Question about error

While attempting to use ftp to retrieve a file from a remote server (running SCO Unix 5.0.2), it eventually returns a timeout error with the following message - netin: connection reset by peer.

I can't find any reference to this error. Has anyone encountered it before, or know what causes it?

The peer sent a reset packet. This might happen if it rebooted. Once it comes back up it won't remember the connection. So when your box tries to continue the conversation, the remote box just aborts the connection.

Another cause that I have have seen is when some other box takes the same ip address. You can test that by shutting down the remote sever and trying trying to ping it.

Perderado, your thoughts on my problem make sense, but when tested, were not the cause.

Both servers stayed up during the ftp process, as verified with the who -b command. I then had the remote site power down their server and attempted to ping their IP address, no success - as should be the case.
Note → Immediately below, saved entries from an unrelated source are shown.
PR #872, opened 2019-06-06
update boskos images

steuhs:
the previous images are over 2 months old and may contribute to the janitor failures on June 5th

Fixes #

### DIFF
--- a/ci/prow/boskos/config.yaml
+++ b/ci/prow/boskos/config.yaml
@@ -53,7 +53,7 @@ spec:
       terminationGracePeriodSeconds: 30
       containers:
       - name: boskos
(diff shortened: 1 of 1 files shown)


ci/prow/boskos/config.yaml
```diff
@@ -53,7 +53,7 @@ spec:
       terminationGracePeriodSeconds: 30
       containers:
       - name: boskos
-        image: gcr.io/k8s-testimages/boskos:v20190326-21e7f896f
+        image: gcr.io/k8s-testimages/boskos:v20190605-77876e8
```
srinivashegde86: can we use an image a few days old instead of latest? We should use what k8s uses

adrcunha: Yes, use what k8s is using.

PR #878, opened 2019-06-06
Prow version auto bumper part 3: Update Prow versions and create PullRequest

chaodaiG:
Part 3 of Prow version auto bumper, updating versions and creating pullrequest, contains:
- Splitting main.go into `main.go` and `parser.go` without logic change
- Add `file.go` for updating Prow versions in local files
- Add `pullrequest.go` for creating/updating pullrequest
- Add missing ghutil functions

Part of: #689

### DIFF
--- a/tools/prow-auto-bumper/file.go
+++ b/tools/prow-auto-bumper/file.go
@@ -38,15 +38,8 @@ func cdToRootDir() error {
 	return os.Chdir(d)
 }
 
-func call(cmd string, args ...string) error {
-	c := exec.Command(cmd, args...)
-	c.Stdout = os.Stdout
-	c.Stderr = os.Stderr
-	return c.Run()
-}
-
 // update all tags in a byte slice
-func updateAllTags(pv *PRVersions, content []byte, imageFilter *regexp.Regexp) ([]byte, string, []string) {
+func (pv *PRVersions) updateAllTags(content []byte, imageFilter *regexp.Regexp) ([]byte, string, []string) {
 	var msg string
 	var errMsgs []string
 	indexes := imageFilter.FindAllSubmatchIndex(content, -1)
@@ -58,9 +51,13 @@ func updateAllTags(pv *PRVersions, content []byte, imageFilter *regexp.Regexp) (
 	var res string
 	lastIndex := 0
 	for _, m := range indexes {
+		// append from end of last match to end of image part, including ":"
 		res += string(content[lastIndex : m[imageImagePart*2+1]+1])
+		// image part of a version, i.e. the portion before ":"
 		image := string(content[m[imageImagePart*2]:m[imageImagePart*2+1]])
+		// tag part of a version, i.e. the portion after ":"
 		tag := string(content[m[imageTagPart*2]:m[imageTagPart*2+1]])
+		// m[1] is the end index of current match
 		lastIndex = m[1]
 
 		iv := pv.getIndex(image, tag)
@@ -80,26 +77,27 @@ func updateAllTags(pv *PRVersions, content []byte, imageFilter *regexp.Regexp) (
 }
 
 // updateFile updates a file in place.
-func updateFile(pv *PRVersions, filename string, imageFilter *regexp.Regexp, dryrun bool) ([]string, error) {
+func (pv *PRVersions) updateFile(filename string, imageFilter *regexp.Regexp, dryrun bool) ([]string, error) {
 	var errMsgs []string
 	content, err := ioutil.ReadFile(filename)
 	if err != nil {
 		return errMsgs, fmt.Errorf("failed to read %s: %v", filename, err)
 	}
 
-	newContent, msg, errMsgs := updateAllTags(pv, content, imageFilter)
+	newContent, msg, errMsgs := pv.updateAllTags(content, imageFilter)
 	if err := run(
 		fmt.Sprintf("Update file '%s':%s", filename, msg),
 		func() error {
 			return ioutil.WriteFile(filename, newContent, 0644)
 		},
-		dryrun); err != nil {
+		dryrun,
+	); err != nil {
 		return errMsgs, fmt.Errorf("failed to write %s: %v", filename, err)
 	}
 	return errMsgs, nil
 }
 
-func updateAllFiles(pv *PRVersions, fileFilters []*regexp.Regexp, imageFilter *regexp.Regexp,
+func (pv *PRVersions) updateAllFiles(fileFilters []*regexp.Regexp, imageFilter *regexp.Regexp,
 	dryrun bool) ([]string, error) {
 	var errMsgs []string
 	if err := cdToRootDir(); err != nil {
@@ -109,7 +107,7 @@ func updateAllFiles(pv *PRVersions, fileFilters []*regexp.Regexp, imageFilter *r
 	err := filepath.Walk(".", func(filename string, info os.FileInfo, err error) error {
 		for _, ff := range fileFilters {
 			if ff.Match([]byte(filename)) {
-				msgs, err := updateFile(pv, filename, imageFilter, dryrun)
+				msgs, err := pv.updateFile(filename, imageFilter, dryrun)
 				errMsgs = append(errMsgs, msgs...)
 				if err != nil {
 					return fmt.Errorf("Failed to update path %s '%v'", filename, err)
--- a/tools/prow-auto-bumper/file.go
+++ b/tools/prow-auto-bumper/file.go
@@ -1,0 +1,122 @@
+/*
+Copyright 2019 The Knative Authors
+
+Licensed under the Apache License, Version 2.0 (the "License");
+you may not use this file except in compliance with the License.
+You may obtain a copy of the License at
+
+    http://www.apache.org/licenses/LICENSE-2.0
+
+Unless required by applicable law or agreed to in writing, software
+distributed under the License is distributed on an "AS IS" BASIS,
+WITHOUT WARRANTIES OR CONDITIONS OF ANY KIND, either express or implied.
+See the License for the specific language governing permissions and
+limitations under the License.
+*/
+
+package main
+
+import (
+	"fmt"
+	"io/ioutil"
+	"log"
+	"os"
+	"os/exec"
+	"path/filepath"
+	"regexp"
+	"strings"
+)
+
+func cdToRootDir() error {
+	cmd := exec.Command("git", "rev-parse", "--show-toplevel")
+	output, err := cmd.Output()
+	if err != nil {
+		return err
+	}
+	d := strings.TrimSpace(string(output))
+	log.Printf("Changing working directory to %s...", d)
+	return os.Chdir(d)
+}
+
+func call(cmd string, args ...string) error {
+	c := exec.Command(cmd, args...)
+	c.Stdout = os.Stdout
+	c.Stderr = os.Stderr
+	return c.Run()
+}
+
+// update all tags in a byte slice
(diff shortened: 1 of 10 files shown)


tools/prow-auto-bumper/file.go
```diff
@@ -0,0 +1,122 @@
...
+	"log"
+	"os"
+	"os/exec"
+	"path/filepath"
+	"regexp"
+	"strings"
+)
+
+func cdToRootDir() error {
+	cmd := exec.Command("git", "rev-parse", "--show-toplevel")
```
srinivashegde86: use the call method below?

tools/prow-auto-bumper/file.go
```diff
@@ -0,0 +1,122 @@
...
+
+func call(cmd string, args ...string) error {
+	c := exec.Command(cmd, args...)
+	c.Stdout = os.Stdout
+	c.Stderr = os.Stderr
+	return c.Run()
+}
+
+// update all tags in a byte slice
+func updateAllTags(pv *PRVersions, content []byte, imageFilter *regexp.Regexp) ([]byte, string, []string) {
```
srinivashegde86: all the methods seem to be method on pv?

tools/prow-auto-bumper/file.go
```diff
@@ -0,0 +1,122 @@
...
+	indexes := imageFilter.FindAllSubmatchIndex(content, -1)
+	// Not finding any images is not an error.
+	if indexes == nil {
+		return content, msg, errMsgs
+	}
+
+	var res string
+	lastIndex := 0
+	for _, m := range indexes {
+		res += string(content[lastIndex : m[imageImagePart*2+1]+1])
```
srinivashegde86: Add a comment on what content will be. These numbers are confusing

tools/prow-auto-bumper/file.go
srinivashegde86: should this be ?
```suggestion
func updateAllTags(pv *PRVersions, content string, imageFilter *regexp.Regexp) (string, string, []string) {
```

tools/prow-auto-bumper/file.go
```diff
@@ -0,0 +1,122 @@
...
+		image := string(content[m[imageImagePart*2]:m[imageImagePart*2+1]])
+		tag := string(content[m[imageTagPart*2]:m[imageTagPart*2+1]])
+		lastIndex = m[1]
```
srinivashegde86: lastIndex will always be m[1] execpt for first one?

tools/prow-auto-bumper/parser.go
```diff
@@ -0,0 +1,197 @@
...
+	"log"
+	"math"
+	"strings"
+	"time"
+
+	"github.com/knative/test-infra/shared/ghutil"
+)
+
+// Helper method for adding a newly discovered tag into pv
+func (pv *PRVersions) getIndex(image, tag string) int {
```
srinivashegde86: move the methods in the same file with the definition of PRVersions

tools/prow-auto-bumper/pullrequest.go
```diff
@@ -0,0 +1,161 @@
...
+		func() error { return call("git", commitArgs...) },
+		dryrun); err != nil {
+		return fmt.Errorf("failed to git commit: %v", err)
+	}
+	pushArgs := []string{"push", "-f", fmt.Sprintf("git@github.com:%s/%s.git", gi.userID, gi.repo),
+		fmt.Sprintf("HEAD:%s", gi.head)}
+	if err := run(
+		fmt.Sprintf("Running 'git %s'", strings.Join(pushArgs, " ")),
+		func() error { return call("git", pushArgs...) },
+		dryrun); err != nil {
```
Fredy-Z: The format looks harder to read, I would suggest
```suggestion
		dryrun,
	); err != nil {
```
The same applies to a couple of other function calls as well.

tools/prow-auto-bumper/pullrequest.go
```diff
@@ -0,0 +1,161 @@
...
+
+func getMatchTitle() string {
+	return "Update prow from"
+}
+
+func generatePRBody(extraMsgs []string) string {
+	var body string
+	if len(extraMsgs) > 0 {
+		body += "Warnings:\n"
+		for _, msg := range extraMsgs {
```
Fredy-Z: Consider using [stringbuilder](https://www.calhoun.io/concatenating-and-building-strings-in-go/)?

tools/prow-auto-bumper/parser.go
```diff
@@ -0,0 +1,197 @@
...
+		}
+	}
+	return bestPv, overallErr
+}
+
+func retryGetBestVersion(gcw *GHClientWrapper, gi gitInfo) (*PRVersions, error) {
+	var bestPv *PRVersions
+	var overallErr error
+	// retry if there is github related error
+	for retryCount := 0; nil == overallErr && retryCount < maxRetry; retryCount++ {
```
Fredy-Z: There's a logic error here - if `nil == overallErr` you still retry until the `maxRetry` :-)

tools/prow-auto-bumper/parser.go
```diff
@@ -0,0 +1,197 @@
...
+			pv.images[plus[imageImagePart]][iv].newVersion = plus[imageTagPart]
+		}
+	}
+
+	return nil
+}
+
+// Query all PRs from "k8s-ci-robot:autobump", find PR roughly 7 days old and was not reverted later.
+// Only return error if it's github related
+func getBestVersion(gcw *GHClientWrapper, gi gitInfo) (*PRVersions, error) {
```
Fredy-Z: This function looks quite long... Can we possibly break it up?

tools/prow-auto-bumper/file.go
```diff
@@ -0,0 +1,122 @@
...
+		dryrun); err != nil {
+		return errMsgs, fmt.Errorf("failed to write %s: %v", filename, err)
+	}
+	return errMsgs, nil
+}
+
+func updateAllFiles(pv *PRVersions, fileFilters []*regexp.Regexp, imageFilter *regexp.Regexp,
+	dryrun bool) ([]string, error) {
+	var errMsgs []string
+	if err := cdToRootDir(); err != nil {
```
Fredy-Z: Do we need to change dir back after the function is done?

tools/prow-auto-bumper/pullrequest.go
```diff
@@ -0,0 +1,161 @@
...
+	body := generatePRBody(extraMsgs)
+	if err := makeGitCommit(gi, title, dryrun); nil != err {
+		return fmt.Errorf("failed git commit: '%v'", err)
+	}
+	existPR, err := getExistingPR(gcw, gi, matchTitle)
+	if nil != err {
+		return fmt.Errorf("failed querying existing pullrequests: '%v'", err)
+	}
+	if nil != existPR {
+		log.Printf("found open PR '%d'", *existPR.Number)
```
Fredy-Z: Nit - some of log messages are capitalized but some are not. Better to make them consistent.

tools/prow-auto-bumper/file.go
```diff
@@ -0,0 +1,122 @@
...
+		},
+		dryrun); err != nil {
+		return errMsgs, fmt.Errorf("failed to write %s: %v", filename, err)
+	}
+	return errMsgs, nil
+}
+
+func updateAllFiles(pv *PRVersions, fileFilters []*regexp.Regexp, imageFilter *regexp.Regexp,
+	dryrun bool) ([]string, error) {
+	var errMsgs []string
```
Fredy-Z: Do we indeed need to return this `errMsgs`? Seems it's empty if `err` is `nil`, and it's not being used if `err` is not `nil`.

tools/prow-auto-bumper/file.go
chaodaiG: They are slightly different, actually call method should belong to `pullrequest.go`, just moved it there

tools/prow-auto-bumper/file.go
chaodaiG: that's right,done

chaodaiG: []byte helps better with substring extraction

tools/prow-auto-bumper/file.go
chaodaiG: done

tools/prow-auto-bumper/file.go
chaodaiG: since it's looping over m, lastIndex is always m[1], I added comment there

tools/prow-auto-bumper/file.go
chaodaiG: It's not used here, the purpose of errMsgs is to be displayed in Version update PR, so approvers get first hand idea

tools/prow-auto-bumper/file.go
chaodaiG: I think it's a good idea, but when I tried to implement it, felt like introducing another possibility of error out

tools/prow-auto-bumper/parser.go
chaodaiG: done

tools/prow-auto-bumper/parser.go
chaodaiG: I have thought about it and tried it, it was not as clean as I thought, so kept it this way. Open to suggestion though

tools/prow-auto-bumper/parser.go
chaodaiG: you are right, not sure why this was not discovered in my test runs. Thanks!

tools/prow-auto-bumper/pullrequest.go
chaodaiG: This loop would rarely be executed, so this should be fine

tools/prow-auto-bumper/pullrequest.go
chaodaiG: done

tools/prow-auto-bumper/pullrequest.go
chaodaiG: Done.

tools/prow-auto-bumper/file.go
chaodaiG: To be clear, this one expects output, and the others are not

tools/prow-auto-bumper/parser.go
Fredy-Z: I did not find a way to break it down either, but I do think there should be more comments. `getDominantVersions` does not have comments on itself or in this function call, and it's not quite clear why you need the check `if updatePR, ok := visited[vs.newVersion]; ok `.

tools/prow-auto-bumper/parser.go
```diff
@@ -0,0 +1,178 @@
...
+	visited := make(map[string]PRVersions)
+	var bestPv *PRVersions
+	var overallErr error
+	var bestDelta float64 = maxDelta + 1
```
Fredy-Z: I was trying to find where `maxDelta` is, then I realized it was in `main.go`. I think it would clearer to put these constants in a separate file like `constants.go` or `config.go`.

tools/prow-auto-bumper/parser.go
chaodaiG: I was planning to add more in code README as well as a separate README file in another PR, but You're right, comments added here

tools/prow-auto-bumper/parser.go
chaodaiG: good idea, moved all these to config.go

PR #879, opened 2019-06-06
eventing-sources to eventing-contrib

Fredy-Z:
`eventing-sources` repo is renamed to `eventing-contrib`, we need to make corresponding changes in test-infra.


adrcunha:
/hold

This will break the GCP jobs, let me finish that first.

PR #884, opened 2019-06-07
[monitoring] query db and checks if error condition is met

steuhs:
1. Query the ErrorLogs table and collect all matching entries within the time period specified in the monitoring config.
2. check against each alert condition

For more details refer to Step 5 in design doc

Fixes #


tools/monitoring/mysql/db_mysql.go
```diff
@@ -118,3 +118,45 @@ func PubsubMsgHandler(db *sql.DB, configURL, buildLogURL, jobname string, prNumb
 
 	return tx.Commit()
 }
+
+// CheckAlertCondition checks whether the given error pattern meets
+// the alert condition specified in config
+func CheckAlertCondition(errorPattern string, config *config.SelectedConfig, db *sql.DB) (bool, error) {
+	// the timestamp we want to start collecting logs
+	startTime := time.Now().Add(time.Minute * time.Duration(config.Period))
```
yt3liu: I think the `startTime` variable can be removed by using `now()` in `CREATE VIEW...` statement.

tools/monitoring/mysql/db_mysql.go
```diff
@@ -118,3 +118,45 @@ func PubsubMsgHandler(db *sql.DB, configURL, buildLogURL, jobname string, prNumb
...
+
+	_, err := db.Query(
+		"CREATE VIEW Matched AS\nSELECT Jobname, PrNumber FROM ErrorLogs\nWHERE\n    ErrorPattern=? and\n    TimeStamp > ?",
```
yt3liu: Remove `\n` in the query.

tools/monitoring/mysql/db_mysql.go
```diff
@@ -118,3 +118,45 @@ func PubsubMsgHandler(db *sql.DB, configURL, buildLogURL, jobname string, prNumb
...
+	if err != nil {
+		return false, err
+	}
+
+	var count int
+	if err = db.QueryRow("SELECT COUNT(*) FROM Matched;").Scan(&count); err != nil {
+		return false, err
+	}
+
+	if count < config.Occurrences {
```
yt3liu: In my opinion, I think updating `count` in after every `select` makes the code hard to read. I think you can combined the `select` statements and do `select count(*) as all_errors, count(distinct jobname) as failed_jobs, ...` and stores the count in three different vars and do a check at the end.

tools/monitoring/mysql/db_mysql.go
steuhs: Why do we want to do it there though? There is computation to be performed, as you can see in the assignment and I don't think it is a good idea to put the computation logic in the query.

yt3liu: Sorry, missed the period computation. Disregard my comment.

tools/monitoring/mysql/db_mysql.go
steuhs: I think \n is a better separator here than a space, though there is no semantic difference. Line separation is the norm in sql and makes the text more understandable

yt3liu: I agree line separator (with actual new line, not escape character) is better than spaces. With the current style, I would consider this as a single line. Having escape character directly in the query is difficult to read as we have to do the escape char conversion in our head. Maybe make the actual query multi-line for better readability?

steuhs: Agree

tools/monitoring/mysql/db_mysql.go
```diff
@@ -118,3 +118,35 @@ func PubsubMsgHandler(db *sql.DB, configURL, buildLogURL, jobname string, prNumb
...
+func CheckAlertCondition(errorPattern string, config *config.SelectedConfig, db *sql.DB) (bool, error) {
+	// the timestamp we want to start collecting logs
+	startTime := time.Now().Add(time.Minute * time.Duration(config.Period))
+
+	_, err := db.Query(
+		`CREATE VIEW Matched AS
+  SELECT Jobname, PrNumber FROM ErrorLogs
+  WHERE
+        ErrorPattern=? and TimeStamp > ?`,
+		errorPattern, startTime)
```
yt3liu: nit: indent or create a const for the sql statements and keep gocode in one line. 
```
_, err := db.Query(
		`CREATE VIEW Matched
		  AS
		     SELECT Jobname, PrNumber
		     FROM ErrorLogs
		     WHERE ErrorPattern = ? and TimeStamp > ?`,
		errorPattern, 
                 startTime)
```

tools/monitoring/mysql/db_mysql.go
```diff
@@ -118,3 +118,35 @@ func PubsubMsgHandler(db *sql.DB, configURL, buildLogURL, jobname string, prNumb
...
+
+	if err != nil {
+		return false, err
+	}
+
+	var nMatches int
+	var nJobs int
+	var nPRs int
```
yt3liu: combine this to one line `var nMatches, nJobs, nPRs int`

tools/monitoring/mysql/db_mysql.go
```diff
@@ -118,3 +118,35 @@ func PubsubMsgHandler(db *sql.DB, configURL, buildLogURL, jobname string, prNumb
...
+
+	if err = db.QueryRow(`SELECT 
+       COUNT(*),
+       COUNT (DISTINCT Jobname),
+       COUNT (DISTINCT PrNumber)
```
yt3liu: nit: indent. Or this may be short enough to do it in one line?

tools/monitoring/mysql/db_mysql.go
```diff
@@ -118,3 +118,35 @@ func PubsubMsgHandler(db *sql.DB, configURL, buildLogURL, jobname string, prNumb
...
+FROM Matched;`).Scan(&nMatches, nJobs, nPRs); err != nil {
+		return false, err
+	}
+
+	return nMatches > config.Occurrences && nJobs > config.JobsAffected && nPRs > config.PrsAffected, nil
```
yt3liu: Maybe `>` should be `>=`?

tools/monitoring/mysql/db_mysql.go
steuhs: my CREATE VIEW Matched AS use the same format as "https://www.w3schools.com/sql/sql_view.asp"

I can change the indent for where clause a bit

tools/monitoring/mysql/operations.go
```diff
@@ -67,3 +67,37 @@ func rollbackTx(tx *sql.Tx, err error) error {
...
+// the alert condition specified in config
+func CheckAlertCondition(errorPattern string, config *config.SelectedConfig, db *sql.DB) (bool, error) {
+	// the timestamp we want to start collecting logs
+	startTime := time.Now().Add(time.Minute * time.Duration(config.Period))
+
+	_, err := db.Query(`
+		CREATE VIEW Matched AS
+  	SELECT Jobname, PrNumber 
+  	FROM ErrorLogs
+  	WHERE ErrorPattern=? and TimeStamp > ?`,
```
yt3liu: nit: Is the indent of SELECT and CREATE not aligned due to the formatter? Or does github web rendering spaces differently?  Could you align it similar as follows? Maybe a mix of tabs and spaces in the preceding whitespaces? 
```
	_, err := db.Query(`
                 CREATE VIEW Matched 
                 AS
                        SELECT Jobname, PrNumber 
                        FROM ErrorLogs
                        WHERE ErrorPattern=? and TimeStamp > ?`,
```

tools/monitoring/mysql/operations.go
```diff
@@ -67,3 +67,37 @@ func rollbackTx(tx *sql.Tx, err error) error {
...
+	}
+
+	var nMatches, nJobs, nPRs int
+
+	row := db.QueryRow(`
+		SELECT 
+    	COUNT(*),
+    	COUNT (DISTINCT Jobname),
+    	COUNT (DISTINCT PrNumber)
+		FROM Matched;`)
```
yt3liu: ditto

tools/monitoring/mysql/operations.go
```diff
@@ -67,3 +67,37 @@ func rollbackTx(tx *sql.Tx, err error) error {
...
+
+	if err = row.Scan(&nMatches, nJobs, nPRs); err != nil {
```
yt3liu: My suspicion is that this wouldn't work. Maybe you meant: 

```suggestion
	if err = row.Scan(&nMatches, &nJobs, &nPRs); err != nil {
```

tools/monitoring/mysql/operations.go
srinivashegde86: do we need to create a view?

I know this is outside the scope of Unix, but could it be a timing issue with their router / ISP / phone lines?

It is possible for an application program to abort a coonection. It must set the SO_LINGER bit on and set the linger time to zero, then close(2) (as opposed to shutdown(2)) the socket. Actually, an explicit close call is not required, the automatic close that occurs when the process exits will do. And the process can exit either due to an explicit exit(2) or the default action of an uncaught signal.

Putting that all together, some programmers turn on SO_LINGER after establishing the connection. Then if the program aborts, so does the socket. This gives the remote end a clue that something went very wrong.

You can see if the ftpd on the remote system behaves this way. Establish a connection, and then have the remote sysadmin "kill -9" the appropriate instance of ftpd. If you get the "reset by peer" message, then this is a possibility. There may be a bug on the remote ftpd which is causing it to abort.

There could also be a bug in the remote kernel which is causing the abort.

Since this seems to be a WAN issue you need to examine your network topology. It is very likely that your peer in this case in not the remote system. It could be a firewall, for instance. In fact, you could have two firewalls and a proxy server daisy chained betwen you and the remote ftp server. If so, the abort could be coming from any of them.